#### What the exercise asks:
Each line of the material that mentions the word "samples" is to be copied.

#### Data supplied:
PR #1240, opened 2023-11-02
Compartment.prototype.@@toStringTag property

kriskowal:
I propose two changes.

1. Make `lockdown` available generally, but specifically so that test262 tests under `xst` can be framed for the language before and after `lockdown()`.
2. Adds a post-lockdown test for `Compartment.prototype.@@toStringTag` by way of demonstration
3. ~Consistent with my intuition, `Compartment.prototype.@@toStringTag` should be writable and configurable before `lockdown`. The pre-lockdown environment should be profanely mutable so that a shim can evolve the language, including the subsequent behavior of `lockdown`.~

### DIFF
--- a/tests/xs/built-ins/Compartment/prototype/Symbol.toStringTag-lockdown.js
+++ b/tests/xs/built-ins/Compartment/prototype/Symbol.toStringTag-lockdown.js
@@ -1,0 +1,13 @@
+/*---
+description:
+includes: [propertyHelper.js]
+features: [Symbol.toStringTag]
+---*/
+
+lockdown();
+
+assert.sameValue(Compartment.prototype[Symbol.toStringTag], 'Compartment');
+
+verifyNotEnumerable(Compartment.prototype, Symbol.toStringTag);
+verifyNotWritable(Compartment.prototype, Symbol.toStringTag);
+verifyNotConfigurable(Compartment.prototype, Symbol.toStringTag);
--- a/xs/tools/xst.c
+++ b/xs/tools/xst.c
@@ -350,6 +350,7 @@ int main(int argc, char* argv[])
 				xsSet(xsGlobal, xsID("gc"), xsResult);
 				xsResult = xsNewHostFunction(fx_fillBuffer, 2);
 				xsSet(xsGlobal, xsID("fillBuffer"), xsResult);
+#endif
 
 				xsResult = xsNewHostFunction(fx_harden, 1);
 				xsDefine(xsGlobal, xsID("harden"), xsResult, xsDontEnum);
@@ -359,7 +360,6 @@ int main(int argc, char* argv[])
 				xsDefine(xsGlobal, xsID("petrify"), xsResult, xsDontEnum);
 				xsResult = xsNewHostFunction(fx_mutabilities, 1);
 				xsDefine(xsGlobal, xsID("mutabilities"), xsResult, xsDontEnum);
-#endif
 
 				xsVar(0) = xsUndefined;
 				the->rejection = &xsVar(0);


kriskowal:
As written, this change would establish a precedent of suffixing `-lockdown` to post-lockdown test262 tests. I’m looking for a precedent but I’d welcome alternatives. It also strikes me that `lockdown` might need to be added to the `features` in front-matter, but I’m not sure what it would do.

tests/xs/built-ins/Compartment/prototype/Symbol.toStringTag-lockdown.js
```diff
@@ -0,0 +1,13 @@
...
+features: [Symbol.toStringTag]
+---*/
+
+lockdown();
+
+assert.sameValue(Compartment.prototype[Symbol.toStringTag], 'Compartment');
+
+verifyNotEnumerable(Compartment.prototype, Symbol.toStringTag);
+verifyNotWritable(Compartment.prototype, Symbol.toStringTag);
+verifyNotConfigurable(Compartment.prototype, Symbol.toStringTag);
```
gibson042, line 13:
```suggestion
verifyProperty(Compartment.prototype, Symbol.toStringTag, {
  value: 'Compartment',
  writable: false,
  enumerable: false,
  configurable: false
});
```

tests/xs/built-ins/Compartment/prototype/Symbol.toStringTag.js
```diff
@@ -7,5 +7,5 @@ features: [Symbol.toStringTag]
 assert.sameValue(Compartment.prototype[Symbol.toStringTag], 'Compartment');
 
 verifyNotEnumerable(Compartment.prototype, Symbol.toStringTag);
-verifyNotWritable(Compartment.prototype, Symbol.toStringTag);
+verifyWritable(Compartment.prototype, Symbol.toStringTag);
```
gibson042: Why should this change? The general pattern for prototype-object Symbol.toStringTag properties is to be configurable but not writable (as specified for e.g. [`Map.prototype`](https://tc39.es/ecma262/multipage/keyed-collections.html#sec-map.prototype-@@tostringtag)).
```console
$ eshost -se '[...
  Reflect.ownKeys(globalThis)
  .flatMap(key => {
    const proto = globalThis[key]?.prototype;
    if (typeof key !== "string" || !/^[A-Z][a-z]/.test(key) || !proto) return [];
    const { getOwnPropertyDescriptor: gOPD, getPrototypeOf: getProto } = Object;
    const tagDesc = (function getTag(obj){
      return obj ?
        gOPD(obj, Symbol.toStringTag) || getTag(getProto(obj)) :
        undefined;
    })(proto);
    if (!tagDesc) return [];
    return [[key, tagDesc]];
  })
  .reduce((m, [name, desc]) => {
    const { value: _value, get: _get, set: _set, ...meta } = desc;
    const schema = JSON.stringify(meta);
    const prevCount = m.get(schema);
    m.set(schema, (prevCount || 0) + 1);
    return m;
  }, new Map())
  .keys()
].join("\n")'
#### engine262, GraalJS, Hermes, JavaScriptCore, Moddable XS, QuickJS, SpiderMonkey, V8
{"writable":false,"enumerable":false,"configurable":true}
{"enumerable":false,"configurable":true}
```

xs/sources/xsModule.c
```diff
@@ -181,7 +181,7 @@ void fxBuildModule(txMachine* the)
 	slot = fxNextHostFunctionProperty(the, slot, mxCallback(fx_Compartment_prototype_import), 1, mxID(_import), XS_DONT_ENUM_FLAG);
 	slot = fxNextHostFunctionProperty(the, slot, mxCallback(fx_Compartment_prototype_importNow), 1, mxID(_importNow), XS_DONT_ENUM_FLAG);
 // 	slot = fxNextHostFunctionProperty(the, slot, mxCallback(fx_Compartment_prototype_module), 1, mxID(_module), XS_DONT_ENUM_FLAG);
-	slot = fxNextStringXProperty(the, slot, "Compartment", mxID(_Symbol_toStringTag), XS_DONT_ENUM_FLAG | XS_DONT_SET_FLAG);
+	slot = fxNextStringXProperty(the, slot, "Compartment", mxID(_Symbol_toStringTag), XS_DONT_ENUM_FLAG);
```
gibson042:
```suggestion
	slot = fxNextStringXProperty(the, slot, "Compartment", mxID(_Symbol_toStringTag), XS_DONT_ENUM_FLAG | XS_DONT_SET_FLAG);
```

gibson042 (commented):
> 3. Consistent with my intuition, `Compartment.prototype.@@toStringTag` should be writable and configurable before `lockdown`.

I would expect configurable but not writable (see specific comment below).

> As written, this change would establish a precedent of suffixing `-lockdown` to post-lockdown test262 tests. I’m looking for a precedent but I’d welcome alternatives.

That seems reasonable to me; it will place files that frequently need to be modified together adjacent in name-based sorting.

> It also strikes me that `lockdown` might need to be added to the `features` in front-matter, but I’m not sure what it would do.

It would allow for easy filtering to select or exclude tests that use lockdown in any particular run. :+1:

tests/xs/built-ins/Compartment/prototype/Symbol.toStringTag-lockdown.js
phoddie: This is just a question of style, correct? The style we use has been convenient when looking at test failures and we'd probably stick with that. For new tests you develop, please do whatever is most convenient, of course.

tests/xs/built-ins/Compartment/prototype/Symbol.toStringTag.js
phoddie: Agreed. Configurable will change after `lockdown()`. This test could check before and after.

phoddie:
> 1. Make `lockdown` available generally, but specifically so that test262 tests under `xst` can be framed for the language before and after `lockdown()`.

Agreed. I mistakenly thought that was already the case (it is available for fuzzing, but not test262).

tests/xs/built-ins/Compartment/prototype/Symbol.toStringTag-lockdown.js
kriskowal: Sadly, `verifyNonConfigurable` is destructive and uses `try/delete` internally, so there’s more substance than style here.

tests/xs/built-ins/Compartment/prototype/Symbol.toStringTag.js
kriskowal: Thanks. I was mistaken and I’ll remove this edit!

tests/xs/built-ins/Compartment/prototype/Symbol.toStringTag-lockdown.js
kriskowal: (But, this is orthogonal and I’ll respect @phoddie’s verdict on whether to include this suggestion here.)

phoddie:
This was manually merged with slight changes (see [here](https://github.com/Moddable-OpenSource/moddable/commit/9abdd0ad76d51f4bccd3a720ea7dec90756f3a30), [here](https://github.com/Moddable-OpenSource/moddable/commit/0e942afcc4c1f7b695ae6e1f0c08c14020c565d6), and [here](https://github.com/Moddable-OpenSource/moddable/commit/0d6fdf26d5f9c419d664f94409e5aa3d1bd9c3f6)). Closing PR.

PR #1250, opened 2023-11-18
INA233 power monitoring driver

tve:
This PR adds support for the Texas Instruments INA233 power monitoring chip. It is typically used in battery systems to monitor battery voltage, current as well as overall power consumption. A special feature of this chip is to accumulate power internally allowing accurate
energy consumption measurements with relatively infrequent polling.

This driver is intended to conform with ECMA-419 and only supports a simple polling interface which is sufficient to keep track of what the battery pack is doing. It does not support a number of the chip's features, such as threshold alarms.

### DIFF
--- a/examples/drivers/sensors/ina233/main.ts
+++ b/examples/drivers/sensors/ina233/main.ts
@@ -1,0 +1,33 @@
+// TI INA233 power monitor usage example
+// Copyright © 2023 by Thorsten von Eicken.
+
+import Timer from "timer"
+import Time from "time"
+import INA233, { ADC, POLARITY } from "embedded:sensor/Power-Management/INA233"
+
+const sensor = new INA233({
+  sensor: {
+    ...device.I2C.default,
+    io: device.io.SMBus,
+  },
+  onError: err => trace(`INA233: ${err}\n`),
+
+  shuntOhms: 0.003,
+  maxCurrent: 30, // max current in amps (default: 10A)
+  averaging: 64, // number of samples to average (1,4,16,64,...1024), default:1
+  vTime: ADC.TIME_588, // voltage ADC conversion time (ADC.TIME_*), default:1.1ms
+  aTime: ADC.TIME_588, // current ADC conversion time (ADC.TIME_*), default:1.1ms
+  polarity: POLARITY.BOTH, // polarity (POLARITY.*), default:POLARITY.BOTH
+})
+
+trace(`INA233: sampleIval=${sensor.sampleInterval}us maxIval=${sensor.maxInterval(600)}ms\n`)
+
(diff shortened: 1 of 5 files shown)


phoddie:
This looks pretty great. It will be our first sensor implemented in TypeScript. ;)

I noted a couple of small things to correct. I'll write those up when I have a little time.

phoddie:
- **onError**. The IO callbacks (`onReadable`, `onWritable`, `onError`) are are not supposed to be called directly from an API. The idea is to avoid calling a function that then calls you back during its execution, as that is error prone (see "callbacks may not be invoked by the instance from within its public method calls, including the constructor" in the spec). Since this driver is fully synchronous, it doesn't need to use `onError`. 
- The call to `readBuffer` on line 105 will throw if the device isn't present. In that case, the #io will be orphaned.
- The constructor is potentially modifying the input options. It should make a copy before doing that. (See "The constructor must not modify the options object. It must accept an immutable options object" in the spec)
- But... the constructor is for setting up the hardware. Any changes to the default configuration should be applied by calling `configure`.

Combining these comments, you might rework the constructor:

```js
  constructor(options: Options) {
	try {
		const io = (this.#io = new options.sensor.io({
		  hz: 400_000,
		  address: 0x40,
		  ...options.sensor,
		}))

		// verify that we're talking to an ina233
		const modelBuf = this.#io.readBuffer(COMMANDS.MFR_MODEL, 7)
		const model = new TextDecoder().decode(new Uint8Array(modelBuf, 1))
		if (model !== "INA233")
			throw new Error(`Wrong model: ${model}`)

		this.#io.sendByte(COMMANDS.RESTORE_DEFAULT_ALL)

		// ensure certain configuration options get set now
		this.configure({shuntOhms: 0.01, maxCurrent: 10, averaging: 1});
	}
	catch (e) {
		this.close();
		throw e;
	}
  }
```

- **get sampleInterval**: This is defined to be in microseconds. ECMA-419 uses milliseconds for time everywhere it possibly can. This is the default in JavaScript. Being consistent in the APIs avoids confusion about units.

tve:
Thanks for the review! I think I need an "ECMA-419 driver checklist" 😆

phoddie:
> Thanks for the review! I think I need an "ECMA-419 driver checklist" 😆

Agenda item for the December 6 workshop: "Making ECMA-419 more approachable for developers". This is exactly the kind of thing that we should do. (cc @hipsterbrown @dtex).

tve:
Fixing this driver may take a little while 'cause of a testing bottleneck on my end. I only have one INA233 chip operational (dead-bugged) and I'm not sure I want to mess-up the firmware of the device it's in... I should make a breakout board...

PR #1251, opened 2023-11-18
Add new driver for HX711 load cell ADC

tve:
The moddable SDK already has a driver for the HX711 but I found it to be very, very slow. E.g. over 300ms per reading, in part due to averaging that can't be disabled. This new driver is very simple and optimized for speed: it essentially just provides one `read()` function to read the current ADC value without performing any averaging. There is a second function `readable()` to check that the chip can be read (it typically samples at 10Hz). This driver implements the read in C using modGPIO and performs a read in a couple of milliseconds.

Conveniently the existing driver is under `modules/drivers` and this PR places code in `modules/drivers/sensors` so there is no clash.

This driver is intended to conform to ECMA-419.

### DIFF
--- a/modules/drivers/sensors/hx711/hx711.ts
+++ b/modules/drivers/sensors/hx711/hx711.ts
@@ -1,0 +1,76 @@
+// Avia HX711 24-bit ADC for weight scales
+// Copyright © 2023 by Thorsten von Eicken.
+
+import Time from "time"
+import HX711c from "embedded:sensor/ADC/HX711c"
+
+export interface Options {
+  sensor: {
+    clk: number
+    din: number
+  }
+  onError?: (error: string) => void
+
+  // gain selects the gain of the ADC as well as the analog input channel
+  gain?: number // 1:128chA, 2:32chB, 3:64chA (default: 1)
+}
+
+export default class HX711 {
+  #hx711c: HX711c
+
+  constructor(options) {
+    this.configure(options)
+  }
+
+  close() {
+    this.#hx711c = undefined
+  }
+
+  // To "configure" the HX711 we have to perform a read, which ends up setting up the gain
+  // for the next read
+  configure(options: Options) {
+    this.#hx711c = new HX711c(options.sensor.clk, options.sensor.din, options.gain || 1)
+    this.#hx711c.read()
+  }
+
+  get format() {
+    return "number"
+  }
+
+  readable() {
+    //return this.#din.read() == 0
+  }
+
+  read() {
+    return this.#hx711c.read()
+  }
+
+  /* read() has to be implemented in C to meet the timing requirements (clk high < 50us)
+
+  // read the 24-bit signed value from the sensor and perform additional pulses to set-up the gain
+  read() {
+    const clk_w = this.#clk.write.bind(this.#clk)
+    const din_r = this.#din.read.bind(this.#din)
+    if (din_r() != 0) return undefined
+    // read 24 bits: din is stable 100ns after clk rising edge until next rising edge, so we read
+    // after producing the falling edge
+    // ugh: clk high must be less than 50us or the chip enters power-down mode
+    let val = 0
+    clk_w(0) // preload caches...
+    for (let i = 24; i > 0; i--) {
+      clk_w(1)
+      clk_w(0)
+      val = (val << 1) | (din_r() & 1)
+    }
+    // sign extend
+    val = (val << 8) >> 8
+    if (val == -1) return undefined // chip entered power-down mode
+    // pulse the clock to set the gain
+    for (let i = this.#gain; i > 0; i--) {
+      clk_w(1)
+      clk_w(0)
+    }
+    return val
+  }
+*/
+}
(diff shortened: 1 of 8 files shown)


modules/drivers/sensors/hx711/hx711.ts
```diff
@@ -0,0 +1,76 @@
...
+
+  close() {
+    this.#hx711c = undefined
+  }
+
+  // To "configure" the HX711 we have to perform a read, which ends up setting up the gain
+  // for the next read
+  configure(options: Options) {
+    this.#hx711c = new HX711c(options.sensor.clk, options.sensor.din, options.gain || 1)
+    this.#hx711c.read()
```
phoddie, line 33: configure() can be called more than once. If it is, the first HX711c instance will be replaced with another. But, there's also no guarantee that `options.sensor` will be present when `configure` is called, since that property is for the constructor. The simplest solution is to move these two lines to the constructor and leave `configure` empty.

modules/drivers/sensors/hx711/hx711.ts
```diff
@@ -0,0 +1,76 @@
...
+  }
+
+  get format() {
+    return "number"
+  }
+
+  readable() {
+    //return this.#din.read() == 0
+  }
```
phoddie, line 42: Is this function necessary? It isn't in the standard. The usual behavior is to have `sample()` return `undefined` if no reading is available. (It looks like this is what you implemented in your native `read` function already)

modules/drivers/sensors/hx711/modHX711c.c
```diff
@@ -0,0 +1,76 @@
...
+    xsUnknownError("can't init clk pin");
+  modGPIOWrite(&data->clk, 0);
+  if (modGPIOInit(&data->din, NULL, din_pin, kModGPIOInput))
+    xsUnknownError("can't init dat pin");
+
+  xsmcSetHostData(xsThis, data);
+}
+
+void xs_HX711_destructor(void *hostData) {
+  hx711_data *data = hostData;
```
phoddie, line 34: The destructor can be called with `hostData` set to `NULL`. This happens when the virtual machine is deleted. It is rare. ;) It can also happen if an exception occurs in the constructor before the host data is set. So, the best practice is to always check for `NULL`

modules/drivers/sensors/hx711/modHX711c.c
```diff
@@ -0,0 +1,76 @@
+// Copyright © 2023 by Thorsten von Eicken.
+
+#include "xsPlatform.h"
+#include "xsmc.h"
+#include "modGPIO.h"
+#include "mc.xs.h" // for xsID_* constants
+
+#define xsmcVar(x) xsVar(x)
```
phoddie, line 8: unused. what was the idea?

modules/drivers/sensors/hx711/modHX711c.c
```diff
@@ -0,0 +1,76 @@
...
+  int din_pin = xsmcToInteger(xsArg(1));
+
+  hx711_data *data = c_malloc(sizeof(hx711_data));
+  if (data == NULL) xsUnknownError("can't allocate data");
+  data->gain = xsmcToInteger(xsArg(2));
+  if (modGPIOInit(&data->clk, NULL, clk_pin, kModGPIOOutput))
+    xsUnknownError("can't init clk pin");
+  modGPIOWrite(&data->clk, 0);
+  if (modGPIOInit(&data->din, NULL, din_pin, kModGPIOInput))
+    xsUnknownError("can't init dat pin");
```
phoddie, line 28: If any of these throw, `data` is orphaned (even the call to `xsmcToInteger` can call in type coercion cases). Error clean-up isn't pretty, but here's what I'd probably do here:

```c
  int clk_pin = xsmcToInteger(xsArg(0));
  int din_pin = xsmcToInteger(xsArg(1));
  hx711_data d; 
  d.gain = xsmcToInteger(xsArg(2));

  if (modGPIOInit(&d.clk, NULL, clk_pin, kModGPIOOutput))
    xsUnknownError("can't init clk pin");
  if (modGPIOInit(&d.din, NULL, din_pin, kModGPIOOutput)) {
    modGPIOUninit(&d.clk);
    xsUnknownError("can't init din pin");
  }
  hx711_data *data = c_malloc(sizeof(hx711_data));
  if (data == NULL) {
    modGPIOUninit(&d.clk);
    modGPIOUninit(&d.din);
    xsUnknownError("can't allocate data");
  }
  data = d;
```

modules/drivers/sensors/hx711/modHX711c.c
```diff
@@ -0,0 +1,76 @@
...
+#define xsmcVar(x) xsVar(x)
+
+typedef struct {
+  modGPIOConfigurationRecord clk;
+  modGPIOConfigurationRecord din;
+  int gain;
+} hx711_data;
+
+void xs_HX711_init(xsMachine *the) {
+  if (xsmcArgc != 3) xsUnknownError("invalid arguments");
```
phoddie, line 17: This check isn't strictly necessary. Using xsArg on an argument that doesn't exist will throw. All this guarantees is that there aren't more than 3 arguments. No harm in the check, but it is common for JavaScript functions to simply ignore extra arguments.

#### Task answer:
+  averaging: 64, // number of samples to average (1,4,16,64,...1024), default:1
The moddable SDK already has a driver for the HX711 but I found it to be very, very slow. E.g. over 300ms per reading, in part due to averaging that can't be disabled. This new driver is very simple and optimized for speed: it essentially just provides one `read()` function to read the current ADC value without performing any averaging. There is a second function `readable()` to check that the chip can be read (it typically samples at 10Hz). This driver implements the read in C using modGPIO and performs a read in a couple of milliseconds.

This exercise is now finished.